ペットから人間に伝染する病気と言えば、まず連想されるのがオウム病ですね。妊娠を意識する女性が注意されているのはネコ由来のトキソプラズマ症でしょうか。

ネコひっかき病はネコ自体が病気の原因にはなりませんが、人間に伝染すると病気を引き起こします。あまりひっかかないのでイヌからの伝染は珍しいですが、同じ病原体はイヌからも感染します。

この病気や餌の口移しで伝染するオウム病を除けば、ほとんどのペット由来感染症は糞からやってきます。今回話題のQ熱も糞が原因になることも多い感染症です。

感染を予防するために私たちが気を付けなければならない事をしっかり知っておきましょう。

実は危険!?知らずのうちにQ熱にかかっているかも…

Q熱は英語の”Query Fever”(質問熱:転じて不明熱)に由来しています。最初に確認された1935年当時、全く原因がつかめなかった流行性の熱病だったので付けられた名前です。

“Query”=クエリと言う言葉は、IT関連で「プログラミングの中における問い合わせ」と言う意味でよく使われる用語ですね。

現在ではコクシエラ菌と言う、レジオネラ菌やリケッチアに比較的近く、ウイルスのように宿主の細胞の中でしか生きられない細菌が原因であることが判っています。それでも病気の原因として特定しにくい性質から見て、今でもQ熱の名前が似合う細菌です。

Q熱は感染症法によって直ちに届出が必要な病気

Q熱自体は感染症法に基づいて、医療機関が確定診断を付けたらすぐに届け出が必要な4類感染症に分類されています。1~4類感染症はいずれもすぐに届け出が必要ですが、少しずつ性質の違う病気のグループです。

1類と2類は危険性が高いため早急な届け出が要求されます。1類の方がより危険性が高いです。エボラ出血熱やペストが1類、SARSや結核が2類に分類されています。

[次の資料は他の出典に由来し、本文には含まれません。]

PR #350, opened 2024-08-07
App notes

### LINKED ISSUE #341: Crypto catalog app note review
Some of the app notes from the catalog are more for the ":authors" and not for the document itself. We need to review the app notes in the cPP to verify if the ones in there for the FCS requirements are appropriate or not.

jvdsn:
I did not go through all app notes, but just took out the obvious issues by searching for some keywords. Perhaps a more thorough search is required before merging this.

Closes #341.

### DIFF
--- a/cPP_DSC.adoc
+++ b/cPP_DSC.adoc
@@ -1226,7 +1226,7 @@ in accordance with [assignment: _list of standards_].
 
 _Application Note {counter:remark_count}_:: _No rationale is acceptable for not satisfying one of these dependencies._
 +
-_If a reseeding is selected in the first selection and something other than “never” is selected in the third selection, but reseeding is not feasible, the TSF will uninstantiate RBGs, rather than produce output that is of insufficient quality. The listed standards should specify the reseed interval and procedure for uninstantiating and reseeding. The remaining selection allows the PP Author to require application-specific conditions for reseeding._
+_If a reseeding is selected in the first selection and something other than “never” is selected in the third selection, but reseeding is not feasible, the TSF will uninstantiate RBGs, rather than produce output that is of insufficient quality. The listed standards should specify the reseed interval and procedure for uninstantiating and reseeding._
 +
 _"Uninstantiate" means that the internal state of the DRBG is no longer available for use._
 +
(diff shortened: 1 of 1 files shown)


woodbe:
In app note 11, do we need to have the descriptions as to what salts, nonces and IVs do? This seems like something that could be removed given this is a PP on DSC, not a cryptographic teaching document.

woodbe:
I made some minor edits on my read through. I think this is ready to be reviewed for merging.

jvdsn:
I can't approve my own PR, but your changes look good to me.

woodbe (approved):

slpotte:
I'm not sure of the status of this is in DSC, but Bob Clemons and I are thoroughly scrubbing the app notes in the whole catalog.

woodbe:
We think we are done, but if something new should be removed, we can do so of course.

slpotte:
@JDavid-Thompson This component was conceived by the full drive encryption working group.  The goal was to set requirements for full drive encryption on wear-leveling technologies.  It's a really good idea to turn on the encryption feature of self-encrypting drives, especially those that use wear-leveling technologies.  It's a bad idea to store private keys on this type of technology without the encryption turned on.  With encryption on, by erasing the media encryption key (MEK), which presumably is NOT stored in wear-leveling technology (or is encrypted if it is), then any private keys stored on the encrypted drive are effectively "cryptographically erased" according to NIST standards.  In practice, the MEK should be stored somewhere other than these wear-leveling technologies; I'd have to go back and check, but this seems like a reasonable assumption.  In practice, MEKs are stored as encrypted blobs, probably in a chain of encrypted blobs, leading to a root that is not encrypted, but certainly not stored in a wear-leveling technology.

3類は危険性はそれほど高くない物の、集団発生の恐れがあるものが指定されています。O157感染症やコレラなどです。

では4類はそれほど危険じゃないのかと言うとそうじゃありません。4類は危険な病気の中で人間から人間への伝染は少なく、動物や飲食物によって人間が感染する病気なのです。

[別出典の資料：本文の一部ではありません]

PR #353, opened 2024-08-12
Proposed Crypto EA update

woodbe:
This is a proposed change for the Evaluation Activities for crypto algorithms.

I have kept this to a single SFR, FCS_COP.1/Hash to minimize the amount of changes to look at. I think this is written sufficiently clear as to know what to do, while being sufficiently vague as to be able to used repeatedly with minimal changes for all the crypto requirements.

Once the proposal is sufficient so as to be agreed to, I will copy it to the rest of the requirements below. This will probably be as individual pull requests (so the minor modifications are easier to see individually).

The list of SFRs that I see needing this is (in the order they are in the doc):

FCS_CKM_EXT.7
FCS_COP.1/Hash
FCS_COP.1/KeyedHash
FCS_COP.1/SigGen
FCS_COP.1/SigVer
FCS_COP.1/SKC
FCS_COP.1/AEAD
FCS_COP.1/CMAC
FCS_COP.1/KeyEncap
FCS_COP.1/KeyWarp
FCS_CKM.5
FCS_CKM_EXT.3 (new) - This didn't need the separate algorithm testing so it is in #361 
FCS_CKM_EXT.8 (new)


SD_DSC.adoc
```diff
@@ -597,67 +597,22 @@ The evaluator checks the AGD documents to determine that any configuration that
...
+* input length
+* optional input variables 
+* output length
+* bit vs byte orientation
 
-*Pseudo-randomly Generated Messages (Monte Carlo) Test, Byte-oriented Mode*
+The evaluator shall generate a set of test vectors to exercise the algorithm according to the specified implementation details. Any parameters with a range shall test, at least, the minimum and maximum values specified for the parameters. The test vectors shall test each possible combination of the parameters. For example, if the algorithm has 2 optional input variables, a range of input lengths and 1 output length, then for each input length that is tested, each configuration of the optional input variables shall be tested (if the variables can be used together, that is another combination to be tested).
```
jvdsn, line 613: This might be possible for some simple algorithms (e.g. AES with each padding mode, each key size, and maximum payload lengths). However, as more parameters become available, this becomes infeasible.

For example, for SP 800-56Br2 key transport (aka RSA OAEP), at least the following parameters exist:
- Role (initiator / responder)
- Key generation method (rsakpg1-basic, rsakpg1-prime-factor, rsakpg1-crt, rsakpg2-basic, rsakpg2-prime-factor, rsakpg2-crt)
- Modulo (2048, 3072, 4096, 6144, 8192 bits)
- Length of the key to derive (128-1024 bits)
- Hash algorithm (any of SHA-1, SHA-2, or SHA-3)
- Associated data pattern (if applicable)
- Key confirmation (a whole set of additional information)

SP 800-56Ar3 and SP 800-56Br2 define algorithms with even more parameters / combinations. The NIST ACVP server will not generate test vectors for all possible combinations. Instead, the server will generate 20 "test groups" that each test a random combination, and for each test group, 10 test vectors are included.

I suggest changing the sentence to "The test vectors shall test a reasonable number of combinations of the parameters to ensure coverage of the entire algorithm implementation."

jvdsn (changes requested):

SD_DSC.adoc
jvdsn: The following sentence should probably also be changed then, to "For example, if the algorithm has 2 optional input variables, a range of input lengths and 1 output length, then for each input length that is tested, each configuration of the optional input variables should be tested (if the variables can be used together, that is another combination to be tested)."

woodbe: @jvdsn Thank you. This is what I needed (since while I know how to do CAVP testing, I don't actually know what is going on underneath at the detailed level).

I have posted a new commit to try and bring this out.

It is possible we will need to tweak things based on the type of algorithm, which is annoying, but fine.

jvdsn:
I'll go through the test vectors from the server for a few more algorithms to confirm what I'm seeing. I'll provide more feedback later today.

woodbe:
The "complexity" of the algorithm should also include parameters in the TOE algorithm to determine the number of test groups that is reasonable.

Should a lower number be specified?

> Test all combinations of parameters, or if infeasible, test 20 random combinations (with 10 test vectors each combination) to perform a reasonable review of the algorithm

woodbe:
Create test types for non KAT (i.e. Monte Carlo or similar). Then plug and play these tests into the algorithm types where we need them.

jvdsn:
Some notes while I'm reviewing the ACVP test vectors:
- For block ciphers, the number of KAT test groups varies between 24 and 30, whereas the number of test cases in a test group varies between 7 and 128.
- For block ciphers, MCT test cases are only provided for CBC, CFB1, CFB8, CFB128, ECB, and OFB modes. I am not sure why. There is one MCT test case for each key size and input key length (i.e., 6 MCTs if encrypt/decrypt for [128, 192, 256] bits).
- For SHA-1 / SHA-2, there is one KAT test group containing 512 test cases. There is also one MCT test group containing one test case.
- For SHA-3, there's one KAT test group containing 174 test cases. There is also one MCT test group containing one test case.
- For HMAC, there are 13 KAT test groups containing 75 test cases each. Each test group has a specific (message) input size, key size, and MAC tag size.
- For KMAC, there is one KAT test group for each combination of xof and hex customization, containing 100 test cases each. Here, the input key size is defined at the test case level, not the test group level.
- For KMAC, there is one MVT (MAC Verify Test) test group for each combination of xof and hex customization, containing 100 test cases each. Here, the input key size is defined at the test case level, not the test group level.  
- For PBKDF, there's one test group for each supported algorithm, containing 10 test cases each. Here, the output key size is defined at the test case level, not the test group level.
- For CTR_DRBG, each algorithm has 10 test groups: 4 with prediction resistance = false and derivation function = true, one with prediction resistance = false and derivation function = false, 4 with prediction resistance = true and derivation function = true, and one with prediction resistance = true and derivation function = false. Each test group has 15 test cases.
- For Hash_DRBG and HMAC_DRBG, each algorithm has 8 test groups: 4 with prediction resistance = false and 4 with prediction resistance = true. Each test group has 15 test cases.
- For ECDSA SigGen/SigVer, there's one test group for each combination of curve and hash. There are 21 test cases in each test group.
- For ECDSA KeyGen, there's one test group per curve. There are 10  test cases in each test group.
- For RSA SigGen, there's one test group for each combination of modulus size, hash, and padding type. There are 10 test cases in each test group.
- For RSA SigVer, there's 3 test groups for each combination of modulus size, hash, and padding type. There are 6 test cases in each test group.
- For RSA KeyGen, there's one test group per modulus size. There are 25 test cases in each test group.
- For FFCDH, there's one test group per DH group. Depending on the scheme and KAS role (randomly chosen for the test group), there's 10-15 test cases.
- For ECDH, there's one test group per curve. Again, depending on the scheme and KAS role (randomly chosen for the test group), there's 10-15 test cases.

Of course, there's many more algorithms, I just looked at a selection. All that being said, there's not much consistency in ACVP. There seems to be at least 6 test cases in a test group for the "normal" (KAT) tests, but only one test case for the MCTs.

woodbe:
I'm good with the testing laid out this way. It is more prescriptive for the types of test, specifies nuances per algorithm where needed, and seems like a good balance.

jvdsn:
@woodbe if the general approach is accepted during the meeting, I'll add more of them for the other SFRs.

jvdsn:
One other thing I found out regarding ACVP is that the MCT isn't always consistent. In fact, the MCT that ACVP has for SHA-1/SHA-2 is different from the one for SHA-3. Also, the block cipher MCT descriptions in existing PPs don't correspond exactly to the one implemented by ACVP. I don't know if NIAP overlooked this, or if they decided that ACVP was "close enough".

woodbe:
Add test cases and test groups to the glossary at a high level. Test cases will be defined for each SFR on its own.

woodbe:
It is agreed at this point to proceed with this type of testing for publication, and then see when the Crypto WG publishes their EAs. If schemes submit comments on the testing, they will be handled at that time with a future update (as would integration of the Crypto WG EAs).

jvdsn:
I have done:
FCS_CKM_EXT.7
FCS_COP.1/Hash
FCS_COP.1/KeyedHash
FCS_COP.1/SigGen
FCS_COP.1/SigVer
FCS_COP.1/SKC
FCS_RBG.1
FCS_CKM.1/AKG
FCS_CKM.1/SKG

Still open:
FCS_CKM.5
FCS_CKM_EXT.8
FCS_COP.1/AEAD
FCS_COP.1/CMAC
FCS_COP.1/KeyEncap
FCS_COP.1/KeyWarp

jvdsn:
The remaining SFRs should all be addressed now. Please double-check to make sure I did not forget anything. A couple of notes:
- For PBKDF, there was a bunch of outdated information in the EAs, including references to a requirement for at least 1000 iterations. I believe that requirement was removed, so I also removed that part of the EA.
- For FCS_CKM.5, there are specific requirements on TwoStep KDFs:
** If an AES-CMAC (with key length 128, 192, or 256 bits) is used in the randomness extraction step, then AES-CMAC with a 128-bit key is used as the PRF in the key expansion step.
** If an AES-CMAC is being used as the MAC, the salt length shall be the same length as the AES key (i.e. 128, 192, or 256 bits).
These requirements are directly from the NIST standard. However, in the DSC we also allow CMAC to be used in the KDF with other block ciphers (e.g. HIGHT, LEA). The NIST standard doesn't define any rules for those ciphers. Do we want to expand NIST's requirements? Or keep it only for AES: then if someone does select one of the other block ciphers, they are not bound by these requirements?

woodbe:
> RE:  If an AES-CMAC is being used as the MAC, the salt length shall be the same length as the AES key (i.e. 128, 192, or 256 bits).

> These requirements are directly from the NIST standard. However, in the DSC we also allow CMAC to be used in the KDF with other block ciphers (e.g. HIGHT, LEA). The NIST standard doesn't define any rules for those ciphers. Do we want to expand NIST's requirements? Or keep it only for AES: then if someone does select one of the other block ciphers, they are not bound by these requirements?

I think for simplicity we just keep the general rules and expect that those other ciphers will work the same. If they don't, then we can handle it via a TD at this point.

woodbe:
I will leave this open until tomorrow in case anyone wants to make a last review/edit. Then I will force the merge of this Pull Request and publish the updated release tomorrow.

jvdsn:
> I think for simplicity we just keep the general rules and expect that those other ciphers will work the same. If they don't, then we can handle it via a TD at this point.

Right, the only reason I didn't do that just yet is because I'm not very familiar with those ciphers. I think some of them might have different block / key sizes than AES so the rules might be analogous but not identical.

woodbe:
I think we are OK leaving it as it is for now though unless you think there is something more you can do that would provide flexibility in that (I suspect that for the level of detail we are doing we are fine though).

woodbe:
With no additional comments, I am going to merge this per agreement for publication as the Proposed Draft.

5類は週に1回まとめての報告を求められる病気で、厚労省などが統計的なデータを集めて、大規模な感染を防止する目的で情報収集しているものです。エイズやインフルエンザがこれに当たります。

日本では少ないQ熱だが特定されていないだけの可能性も

Q熱の感染者数は、おおむね年間20~40人程度ですから、非常に珍しい病気と言えるでしょう。しかし、問題なのはQ熱と診断できていない患者数が意外に多いのではないかと言う疑問がずっと持たれていると言うことなのです。

医師がQ熱の診断をする場合には、感染経路として、動物との接触歴、特に分娩前後の動物や新生仔との接触などの問診が重要である。

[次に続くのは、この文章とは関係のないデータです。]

PR #363, opened 2024-09-06
Publication date/version

woodbe:
This is for the final publication date and version.

I am removing the interim releases for the drafts as those aren't needed for the final publication but are useful for the draft release process.

### DIFF
--- a/SD_DSC.adoc
+++ b/SD_DSC.adoc
@@ -5,8 +5,8 @@
 :sectnums:
 :sectnumlevels: 5
 :imagesdir: images
-:revnumber: 2.0-Proposed-Draft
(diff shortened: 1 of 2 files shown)


jvdsn:
What about the Proposed Update stage? On the image at https://dsc-itc.github.io/

woodbe:
That stage is when we make the updates on comments that come in from this period. So basically the assumption is that we don't get many comments on the proposed draft round, so it doesn't take long to resolve them and publish.

Basically that is 10 days after the comment period closes to make those changes, and that is the final version. 

So this PR is based on that assumption for timing, at the end of the period

jvdsn (approved):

感染経路の不明な症例も数多く報告されているため、発熱を主体とした原因不明の症状が持続するときには、本症の可能性を検討する必要がある。わが国では、診断体制が確立されておらず、未だ実態が把握されていない。

客観性と再現性の高い診断システムの確立と簡易な診断キットなどの開発・早急な対策が必要である。この普及により、感染源や病態の詳細な解明が進展する。

なお、病原学的・血清学的診断が必要な場合は,弊所に連絡いただければ可能なかぎり対応したい。

この引用文は2004年のものですから、少し古いと言えば言えるのですが、それでも診断が付けにくい病気だと言うことはお分かり頂けるでしょう。ですので、厚生労働省に報告が上がっている数だけを見て「日本には少ない病気だ」と安心はできないのです。

原因菌が突き止められた今でも「謎の病気」って感じですね。

Q熱の症状は?インフルエンザに似ているため慢性化する恐れがある

Q熱には急性期と慢性期があります。急性期にQ熱だと言う診断が付けられずに時間が経ってしまうと慢性化します。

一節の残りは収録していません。